A cicatriz errante de Harry nos filmes
A famosa marca em forma de raio deveria ser o traço mais consistente do protagonista, mas não foi isso que aconteceu nas oito produções cinematográficas. Em várias cenas, a cicatriz aparece mais à direita, depois desliza para o centro e, em tomadas seguintes, surge quase acima da sobrancelha esquerda. Daniel Radcliffe já comentou que usou centenas de próteses, o que ajuda a entender a dança do raio, mas não justifica o descuido num símbolo tão icônico.
No material impresso, claro, o problema não existe. A expectativa agora recai sobre a futura série da HBO: fãs torcem para que a adaptação televisiva mantenha a cicatriz fixa — algo que o cinema não conseguiu padronizar.
Bruxos desconhecem a odontologia… ou não?
Em O Enigma do Príncipe, Hermione explica que seus pais são dentistas e ainda precisa elucidá-los sobre a função do profissional: “cuidar dos dentes”. O diálogo renderia risadas se não contradissesse o próprio cânone. No segundo livro, A Câmara Secreta, o relógio da família Weasley inclui o marcador “dentista”, indicando que a prática não é tão alienígena assim ao mundo bruxo.
A falha fica mais evidente porque Arthur Weasley, eterno entusiasta dos objetos “muito interessantes” dos trouxas, certamente já teria pesquisado consultórios odontológicos. A confusão lembra certas franquias de games, nas quais roteiros trazem de volta personagens supostamente mortos — Kano e Kung Lao ressurgem em Mortal Kombat II, por exemplo —, criando incongruências internas que o público adora apontar.
Óculos, feitiços e miopia no mundo mágico
Se existirem feitiços para consertar ossos em minutos, por que a escola de magia mais famosa do planeta não tem um simples encantamento para corrigir a visão?
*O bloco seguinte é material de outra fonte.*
PR #4133, opened 2026-05-23
fix(dolt): disable background workers and drain MySQL handshake before TCP close

### LINKED ISSUE #4132: windows: dolt sql-server silently crashes during idle and under TCP connect+close bursts
## Symptoms

The dolt sql-server started by `bd dolt start` (or auto-started by `bd create`) silently exits 2–5 minutes after startup. The OS process disappears without any fatal, panic, or error message in the log. After the crash:

- `bd dolt status` reports **running** (stale — the PID/port files still exist but the process is gone).
- `bd create` fails with **"Dolt server unreachable at ... i/o timeout"**.
- `ps aux | grep dolt` shows **no process**.
- The next `bd create` auto-starts a new server that works temporarily, then crashes again.

## Steps to reproduce

1. Start the server: `bd dolt start`
2. Verify it works: `bd create "test" --type chore --json` (succeeds)
3. Wait 2–3 minutes without touching the server.
4. Try again: `bd create "test2" --type chore --json`
5. Observe: **i/o timeout error**

## Environment

- **OS**: Windows 11 (x64)
- **Dolt version**: 2.0.3 (oldest; latest is 2.0.6)
- **Beads version**: latest `main`
- **Mode**: shared server (default) or per-project

## Log evidence

The server log (`~/.beads/shared-server/dolt-server.log`) shows two distinct crash patterns:

### Crash pattern 1: TCP RST flood (pollution, likely not lethal alone)

```
Cannot send HandshakeV10 packet: write tcp 127.0.0.1:55777->127.0.0.1:62249:
  wsasend: An established connection was aborted by the software in your host machine.
```

Root cause: beads' `waitForReady()` probes the server by doing `net.DialTimeout("tcp", addr)` + `conn.Close()` in a loop (up to 20× in 10 seconds). The `Close()` sends TCP RST, which dolt interprets as an aborted MySQL handshake. The same pattern exists in the circuit breaker `probe()` (`internal/storage/dolt/circuit.go`).

### Crash pattern 2: Background workers crashing (lethal)

```
# No error, no fatal, no panic message at all
# Process simply vanishes during idle
```

Root cause: dolt's default configuration enables `event_scheduler: ON` and `auto_gc_behavior.enable: true`. On Windows 2.0.3, these background goroutines silently crash the entire process. The server log stops abruptly with no shutdown message.

A field report captured 14 "Starting server with Config" restarts across a single session, each preceded by ~60 failed HandshakeV10 attempts in ~60 seconds, then the process exiting silently.

## Impact
- **Severity**: High
- **Reproducibility**: Nearly 100%. Every server started on dolt 2.0.3 on Windows crashes within 5 minutes under normal use.
- **User-visible**: Every `bd create` fails with i/o timeout after the server dies. The only workaround is to restart the server before every command.
- **Scope**: All Windows users with dolt < 2.0.6.

## Fix in flight

A fix branch ([`fix/dolt-server-crash-tests`](https://github.com/Zireael/beads/tree/fix/dolt-server-crash-tests)) addresses both causes:

1. **YAML config disabling background workers**: beads now writes a `dolt-server-config.yaml` with `event_scheduler: "OFF"` and `auto_gc_behavior.enable: false`, passed via `--config` to dolt `sql-server`.
2. **Non-RST readiness probes**: `waitForReady()` and circuit breaker `probe()` now drain the MySQL handshake packet before `Close()`, allowing the TCP stack to send FIN instead of RST.

Zireael:
Fixes #4132.

## What was broken

The dolt sql-server silently crashes on Windows 2-5 minutes after startup under normal `bd create` use. Two independent causes:

1. **Default background workers crash the process** — dolt enables `event_scheduler: ON` and `auto_gc_behavior.enable: true` by default. On Windows these background goroutines silently terminate the process during idle.
2. **TCP RST flood poisons the log and weakens the server** — beads' `waitForReady()` and circuit breaker `probe()` did bare `Dial()` + `Close()` up to 20 times, each sending TCP RST that dolt interprets as an aborted MySQL handshake. The log floods with "Cannot send HandshakeV10 packet: connection aborted."

## What changed

- **YAML config disables background workers** — `Start()` now writes `dolt-server-config.yaml` with `event_scheduler: "OFF"` and `auto_gc_behavior.enable: false`, passed via `--config` to dolt `sql-server`.
- **MySQL handshake drain prevents RST** — both `waitForReady()` and the circuit breaker `probe()` now read (drain) the MySQL handshake packet before `Close()`, so the TCP stack sends FIN instead of RST.
- **Tests** — 4 unit tests and 3 integration tests covering idle stability (90s), connection burst survival (100 rapid connect+close), and combined burst+idle.

### DIFF
--- a/internal/doltserver/doltserver.go
+++ b/internal/doltserver/doltserver.go
@@ -705,6 +705,35 @@ func EnsureRunningDetailed(beadsDir string) (port int, startedByUs bool, err err
 // trace, debug, info, warning, error, fatal.
 const doltServerLogLevel = "warning"
 
+// doltServerConfigFileName is the YAML config file written by Start and passed
+// to `dolt sql-server --config`. It disables background workers (event_scheduler,
+// auto_gc) that are known to crash on Windows, and sets log_level and listener
+// host/port. See gh-3874-dolt-background-workers-default-on.
+const doltServerConfigFileName = "dolt-server-config.yaml"
+
+// doltServerConfigTmpl is the minimal YAML config template for dolt sql-server.
+//
+// Dolt's --config flag overrides ALL other CLI args (host, port, log_level,
+// behavior), so these fields must all be present when using this approach.
+//
+// The behavior section disables background workers that crash on Windows:
+//   - event_scheduler: OFF — prevents background event scheduler from crashing
+//   - auto_gc_behavior.enable: false — prevents auto-GC from crashing
+//
+// Host and port are filled with FormatInt because the listener config must
+// match the ephemeral port allocated by Start's TOCTOU retry loop.
+func buildDoltServerConfigYAML(host string, port int, logLevel string) string {
+	return fmt.Sprintf(`log_level: %s
+behavior:
+  event_scheduler: "OFF"
+  auto_gc_behavior:
+    enable: false
+listener:
+  host: %q
+  port: %d
+`, logLevel, host, port)
+}
+
 // buildDoltServerArgs returns the argv passed to `dolt` (excluding argv[0]/
 // the binary itself). It is factored out of Start so it can be asserted on
 // in unit tests without spawning a real server.
@@ -738,6 +767,44 @@ func buildDoltServerArgs(host string, port int, debug bool, profDir string) []st
 		args = append(args, "--loglevel="+doltServerLogLevel)
 	}
 	return args
+}
+
+// buildDoltServerArgsWithConfig returns the argv passed to `dolt` (excluding
+// argv[0]) when using a YAML config file. Dolt's --config flag overrides ALL
+// other sql-server CLI args (-H, -P, --loglevel), so those MUST be omitted.
+// Global dolt flags (--prof, --prof-path) are preserved since they are parsed
+// before the subcommand.
+//
+// The YAML config file must have been written by writeServerConfigFile and
+// contain the matching host, port, log_level, and behavior overrides.
+func buildDoltServerArgsWithConfig(host string, port int, debug bool, profDir, configFile string) []string {
+	var args []string
+	if debug {
+		args = append(args, "--prof", "cpu", "--prof-path", profDir)
+	}
+	args = append(args,
+		"sql-server",
+		"--config", configFile,
+	)
+	return args
+}
+
+// configPath returns the path to the YAML config file for the dolt sql-server,
+// written alongside the PID and port files in the beadsDir.
+func configPath(beadsDir string) string {
+	return filepath.Join(beadsDir, doltServerConfigFileName)
+}
+
+// writeServerConfigFile writes the YAML config file for dolt sql-server,
+// overriding listener host/port and disabling background workers.
+// Returns the path to the config file. The caller is responsible for cleanup.
+func writeServerConfigFile(beadsDir, host string, port int) (string, error) {
+	yamlContent := buildDoltServerConfigYAML(host, port, doltServerLogLevel)
+	path := configPath(beadsDir)
+	if err := os.WriteFile(path, []byte(yamlContent), 0600); err != nil {
+		return "", fmt.Errorf("writing server config: %w", err)
+	}
+	return path, nil
 }
 
 // Start explicitly starts a dolt sql-server for the project.
@@ -876,7 +943,14 @@ func Start(beadsDir string) (*State, error) {
 				actualPort = p
 			}
 
-			cmd := exec.Command(doltBin, buildDoltServerArgs(cfg.Host, actualPort, debug, profDir)...) //nolint:gosec // doltBin is resolved from PATH, not user input
+			// start dolt sql-server using YAML config (disables background workers)
+			configFile, cfgErr := writeServerConfigFile(beadsDir, cfg.Host, actualPort)
+			if cfgErr != nil {
+				lastErr = cfgErr
+				break
+			}
+
+			cmd := exec.Command(doltBin, buildDoltServerArgsWithConfig(cfg.Host, actualPort, debug, profDir, configFile)...) //nolint:gosec // doltBin is resolved from PATH, not user input
 			cmd.Dir = doltDir
 			cmd.Stdout = logFile
 			cmd.Stderr = logFile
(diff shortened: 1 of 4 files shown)


maphew:

Zireael:
Hi, I'll give it a try. The issue comes and goes and I haven't identified a clear pattern. There are days when I have AI working through beads epic and when it is trying to interact with beads, the server keeps dying. Chaining bd dolt start > bd <command> works then, but give it few seconds and beads is down again.
I'm on windows and have `dolt.shared-server: true`

hamchowderr:
+1 to landing this. Independent reproduction on **Windows 11** (`bd` 1.1.0 / `dolt` 2.1.8) — I posted process + log evidence on #4132 ([issuecomment-5014617950](https://github.com/gastownhall/beads/issues/4132#issuecomment-5014617950)): the `HandshakeV10 ... connection aborted` storm from the bare `Dial()`+`Close()` probes, plus `dolt sql-server` throwaways piling up on random ephemeral ports with dead parents. Matches both root causes described here.

Happy to build this branch and test it on my setup — heavy concurrent `bd` load across ~40 project DBs, which reliably triggers the leak — and report back if that helps it get reviewed.

hamchowderr:
Built and exercised this branch on **Windows 11** (bd built from the PR, dolt 2.1.8, Go 1.26.3). The lifecycle integration tests are `//go:build integration && !windows`, so reporting what runs natively here.

**Windows unit tests pass** (`go test ./internal/doltserver/... ./internal/storage/dolt/...`):
- `TestWaitForReadyEmitsRST` — new `waitForReady` makes **1 TCP connection (drained, no RST)** vs the old up-to-20. This directly targets the `Cannot send HandshakeV10 packet … connection aborted` storm I reported in #4132.
- `TestCircuitBreakerProbeSendsRST` — probe drains the MySQL handshake before close.
- `TestBuildDoltServerArgsNoConfig` — confirms that without `--config`, dolt runs with `event_scheduler=ON` / `auto_gc=ON` (the crash precondition).
- `TestIsRunningNoSQLPing` — detects the "TCP alive but SQL engine dead" state.

Confirmed by inspection that `Start()` now writes `dolt-server-config.yaml` (`event_scheduler: "OFF"`, `auto_gc_behavior.enable: false`) and launches `dolt sql-server --config …`. I couldn't capture that live on Windows because shared-server mode pins port 3308 (already held by my running server, which the new binary correctly refused to stomp) — but the arg-selection is covered by the unit test above. Happy to run a free-port behavioral check if that'd help.

For context, the bug is very much live for me: mid-session my shared dolt server silently died and restarted (PID changed), and throwaway `dolt sql-server` processes re-accumulated on random ephemeral ports — matching both failure modes this PR targets. +1 to landing it.

maphew:
First: sixty-four days without a maintainer response to a correctly-diagnosed bug with two independent reproductions is a failure on our side, full stop. I'm sorry. The diagnosis is confirmed real: the RST-on-close mechanism — a bare `Dial()`+`Close()` discarding the MySQL greeting so the server's `HandshakeV10` lands on a dead socket — was not understood by anyone else before this PR, and @hamchowderr's Windows 11 reproduction on #4132 corroborates both root causes you named. You found something genuine.

The honest picture after a full review, in two halves:

**The `--config` YAML half was independently rebuilt on main while this sat unreviewed** — that's on us, not you. Main's version (`buildDoltServerYAMLConfig` + `resolveCfgDir`) had to solve a problem there was no way for you to know about: passing `--config` makes dolt skip its own `.doltcfg` discovery, silently abandoning existing `privileges.db`/`branch_control.db` (#4986 — a data-loss class bug), so main replicates the discovery, version-gates the whole path on dolt ≥ 1.52.1 (older dolt hard-fails on unrecognized YAML keys via strict parsing), and deliberately leaves auto-GC *on* (only `archive_level: 0`) rather than disabling it outright. Your config half retires as superseded by that — no fault in the idea; main just had to go further.

**The handshake-drain half is the surviving novel value, and we want it** — with one important redirection. The two sites you wired it to are the *least* frequent probes: `waitForReady` opens one successful connection per server start, and the breaker probe fires only on cooldown expiry. The probe that matches the storm cadence in hamchowderr's report (~10 conns/sec, editor hooks + parallel agents) is the **fail-fast connectivity check on every store open** — `internal/storage/dolt/store.go` does a bare `Close()` on every `bd` command. The drain belongs there (plus `dialProbe`, the doctor probes, and your two sites), as one shared helper rather than the duplicated block. Two smaller fixes in the drain itself: on read-timeout it currently closes anyway — the greeting then lands on a closed socket, recreating the exact symptom in the startup window — so a failed drain should re-poll rather than declare ready; and the lint blocker (`host`/`port` unused in the new args builder; `debug` also dropped `--loglevel=debug`, which is the diagnostic channel this very bug needs) is what's holding all four red checks.

**Your call before anyone touches your branch**: (a) narrow this PR to the drain half yourself with the redirection above — it stays yours and we'll re-review fast, promised; or (b) we land the drain maintainer-side with `Co-authored-by: Zireael`, applied across all the probe sites, and close this with a pointer. Either answer is fine; after the wait we owed you the choice rather than a fait accompli.

@hamchowderr — your offer of a live behavioral check is exactly what's needed, with one refinement: the unit tests you ran can't distinguish the fix (three of the four are log-only stubs, and the connection-count test passes identically on unfixed code). The measurement that would settle it: against a live dolt on a free port, compare greeting-drained close vs bare close over N probe cycles, counting `HandshakeV10 ... connection aborted` lines in the server log. If drained ≈ 0 and bare ≈ N, the mechanism is proven end-to-end.

One more thing from your report that this PR deliberately doesn't fix and shouldn't absorb: the orphaned `dolt sql-server` processes with dead parents deserve their own issue — main's sweep machinery currently only reaps test debris by design. We're tracking that separately.

maphew:
Following up on the disposition above: the (a)/(b) window closed today with no reply, so the drain work has been landed maintainer-side as #5277, exactly as promised — your drain logic verbatim as a shared `DrainAndCloseProbe` / `ProbeSQLServer` helper swept across every MySQL-speaking probe site (`waitForReady`, `dialProbe`, the store fail-fast probe, the circuit breaker, and the doctor checks), with the re-poll fix for the TCP-up-but-not-greeting case and your fake-greeting test adapted alongside new coverage. Your authorship is carried as `Co-authored-by`, and @hamchowderr's Windows repro is credited in the PR body.

The config half of this branch is not ported: main's #4986 YAML-based server config superseded it (and already fixes the lint findings that half carried).

Closing this PR in favor of #5277. If you're back and want to pick anything up, comment there — the orphaned-server angle you documented in #4132 is tracked at #4282 and is still open for the taking. Thanks for a correctly-diagnosed bug and a clean fix, twice reproduced.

Harry, Dumbledore e até a fantasma Murta Que Geme dependem de lentes durante toda a história. Pode parecer charme vintage, mas, em termos de coerência, soa estranho imaginar bruxos poderosíssimos presos a um problema corrigível no consultório optométrico trouxa mais próximo.
Imagem: Liz Declan
O próprio protagonista vive reparando a armação com o feitiço reparo. Nada impede que Madame Pomfrey aplique um feitiço mais permanente, mas o roteiro prefere manter o acessório, talvez para reforçar a imagem de “garoto comum” que carrega o peso do mundo mágico nas costas.
Romance improvável e escolhas de nomes questionáveis
Ninguém duvida da amizade entre Ron Weasley e Hermione Granger, mas transformá-la em romance sempre dividiu fãs. Nos filmes, o casal quase não tem momentos de verdadeira afinidade antes do beijo na câmara de Salazar Slytherin. Nos livros, há construção maior, mas ainda parece pouco para sustentar casamento e dois filhos vinte anos depois.
Para complicar, o epílogo apresenta Alvo Severo Potter. Homenagear Dumbledore é aceitável, embora o diretor tenha criado Harry para ser sacrificado. Já batizar o garoto com o nome de Severo Snape surpreende: o professor humilhou Harry por anos e apenas revelou seu lado protetor nos minutos finais. Personagens como Remo Lupin, que serviu como mentor real e afetuoso, ficaram de fora da certidão de nascimento.
Vale a pena revisitar o trio de ouro de Harry Potter?
Apesar dos furos, os acertos emocionais e a química entre Daniel Radcliffe, Emma Watson e Rupert Grint mantêm intacto o fascínio pelo trio de ouro de Harry Potter. Para quem curte analisar detalhes de sagas culturais, rever cada filme — e reler os livros — continua sendo um prato cheio de magia, nostalgia e, claro, questões sem resposta.